The $5.5 billion compensation scheme, designed to offset the future financial impacts of the carbon price, came under further scrutiny last week after the European carbon priced plummeted close to $3 per tonne, well below Australia’s current fixed price of $23.
As Australia’s carbon pricing scheme is set to link into the fluctuating European carbon market in 2015, the Federal Government has been forced to review its budget projections, which were based on a future carbon price of $29.
Under the Clean Energy Act, 41.705 million in free carbon permits will be distributed across brown coal fired generators in the next round of compensation each September until 2016, on top of a collective total of $1 billion paid to Latrobe Valley generators last year.
In a statement to The Express last week, Federal Climate Change Minister Greg Combet re-affirmed the government’s commitment to the compensation scheme, stating the next round of compensation was due to go ahead as planned on 1 September.
Environment Victoria campaigns director Mark Wakeham said Mr Combet’s steadfast commitment to the compensation scheme was ignoring economic realities.
“The government is refusing to acknowledge the changes which are taking place in the world around us; it is not very good policy making when the amount of compensation was assuming a carbon price of $29 per tonne in years to come, (and) it’s clearly not going to be anything like that,” Mr Wakeham said.

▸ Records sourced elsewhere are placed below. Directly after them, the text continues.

PR #1328, opened 2015-10-19
Allow a custom panic handler

sfackler:
[Rendered](https://github.com/sfackler/rfcs/blob/panic-handlers/text/0000-global-panic-handler.md)

### DIFF
--- a/text/0000-global-panic-handler.md
+++ b/text/0000-global-panic-handler.md
@@ -1,0 +1,183 @@
+- Feature Name: panic_handler
+- Start Date: 2015-10-08
+- RFC PR: (leave this empty)
+- Rust Issue: (leave this empty)
+
+# Summary
+
+When a thread panics in Rust, the unwinding runtime currently prints a message
+to standard error containing the panic argument as well as the filename and
+line number corresponding to the location from which the panic originated.
+This RFC proposes a mechanism to allow user code to replace this logic with
+custom handlers that will run before unwinding begins.
+
+# Motivation
+
+The default behavior is not always ideal for all programs:
+
+* Programs with command line interfaces do not want their output polluted by
+  random panic messages.
+* Programs using a logging framework may want panic messages to be routed into
+  that system so that they can be processed like other events.
+* Programs with graphical user interfaces may not have standard error attached
+  at all and want to be notified of thread panics to potentially display an
+  internal error dialog to the user.
+
+The standard library [previously
+supported](https://doc.rust-lang.org/1.3.0/std/rt/unwind/fn.register.html) (in
+unstable code) the registration of a set of panic handlers. This API had
+several issues:
+
+* The system supported a fixed but unspecified number of handlers, and a
+  handler could never be unregistered once added.
+* The callbacks were raw function pointers rather than closures.
+* Handlers would be invoked on nested panics, which would result in a stack
+  overflow if a handler itself panicked.
+* The callbacks were specified to take the panic message, file name and line
+  number directly. This would prevent us from adding more functionality in
+  the future, such as access to backtrace information. In addition, the
+  presence of file names and line numbers for all panics causes some amount of
+  binary bloat and we may want to add some avenue to allow for the omission of
+  those values in the future.
+
+# Detailed design
+
+A new module, `std::panic`, will be created with a panic handling API:
+
+```rust
+/// Unregisters the current panic handler, returning it.
+///
+/// If no custom handler is registered, the default handler will be returned.
+///
+/// # Panics
+///
+/// Panics if called from a panicking thread. Note that this will be a nested
+/// panic and therefore abort the process.
+pub fn take_handler() -> Box<Fn(&PanicInfo) + 'static + Sync + Send> { ... }
+
+/// Registers a custom panic handler, replacing any that was previously
+/// registered.
+///
+/// # Panics
+///
+/// Panics if called from a panicking thread. Note that this will be a nested
+/// panic and therefore abort the process.
+pub fn set_handler<F>(handler: F) where F: Fn(&PanicInfo) + 'static + Sync + Send { ... }
+
+/// A struct providing information about a panic.
+pub struct PanicInfo { ... }
+
+impl PanicInfo {
+    /// Returns the payload associated with the panic.
+    ///
+    /// This will commonly, but not always, be a `&'static str` or `String`.
+    pub fn payload(&self) -> &Any + Send { ... }
+
+    /// Returns information about the location from which the panic originated,
+    /// if available.
+    pub fn location(&self) -> Option<Location> { ... }
+}
+
+/// A struct containing information about the location of a panic.
+pub struct Location<'a> { ... }
+
+impl<'a> Location<'a> {
+    /// Returns the name of the source file from which the panic originated.
+    pub fn file(&self) -> &str { ... }
+
+    /// Returns the line number from which the panic originated.
+    pub fn line(&self) -> u32 { ... }
+}
+```
+
+When a panic occurs, but before unwinding begins, the runtime will call the
+registered panic handler. After the handler returns, the runtime will then
+unwind the thread. If a thread panics while panicking (a "double panic"), the
+panic handler will *not* be invoked and the process will abort. Note that the
+thread is considered to be panicking while the panic handler is running, so a
+panic originating from the panic handler will result in a double panic.
+
+The `take_handler` method exists to allow for handlers to "chain" by closing
+over the previous handler and calling into it:
+
+```rust
+let old_handler = panic::take_handler();
+panic::set_handler(move |info| {
+    println!("uh oh!");
+    old_handler(info);
+});
+```
+
+This is obviously a racy operation, but as a single global resource, the global
+panic handler should only be adjusted by applications rather than libraries,
+most likely early in the startup process.
+
+The implementation of `set_handler` and `take_handler` will have to be
+carefully synchronized to ensure that a handler is not replaced while executing
+in another thread. This can be accomplished in a manner similar to [that used
+by the `log`
+crate](https://github.com/rust-lang-nursery/log/blob/aa8618c840dd88b27c487c9fc9571d89751583f3/src/lib.rs).
+`take_handler` and `set_handler` will wait until no other threads are currently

“Given the hit they are going to take in the budget over this, you would have hoped they would be making some hard questions on compensation.”
Opposition climate action minister Greg Hunt said a Coalition government would not try and claw back compensation already paid.
“We can’t change what has occurred or will occur under this government but if elected the Coalition will repeal the Carbon Tax immediately,” Mr Hunt said in a statement.
“We will honour those contracts that have already been signed but we will repeal the legislation as quickly as possible.”
The renewed focus on the compensation comes two months after an Environment Victoria commissioned report found power generators could reap up to $5 billion in ‘windfall profits’ from the compensation scheme, by passing on extra carbon price costs to customers.
However the study was resoundly rejected by the lobby group representing power stations, the Energy Supply Association of Australia, and Mr Combet himself, who argued the report was driven by an “ideological opposition” to brown coal, dismissing the report’s analysis as “simplistic” and “partial”.
However in a renewed counter-claim last week, the report’s author, Bruce Mountain, of Carbon+Markets Consultancy, said he stood by his report, stating he was impartial to the use of brown coal, and saw no merit in the government’s criticism of his study.
A spokesperson for EnergyAustralia, owner operator of Yallourn Power Station, said its operation had sustained a $350 million asset write-down as a result of the carbon price.
“We scaled down generation at the power station last year and have taken on a more flexible approach to how we operate the station in the future,” the spokesperson said.
“Any future compensation is in permits so the value of compensation fluctuates with the permit price; this is likely to be set by the European permit price.”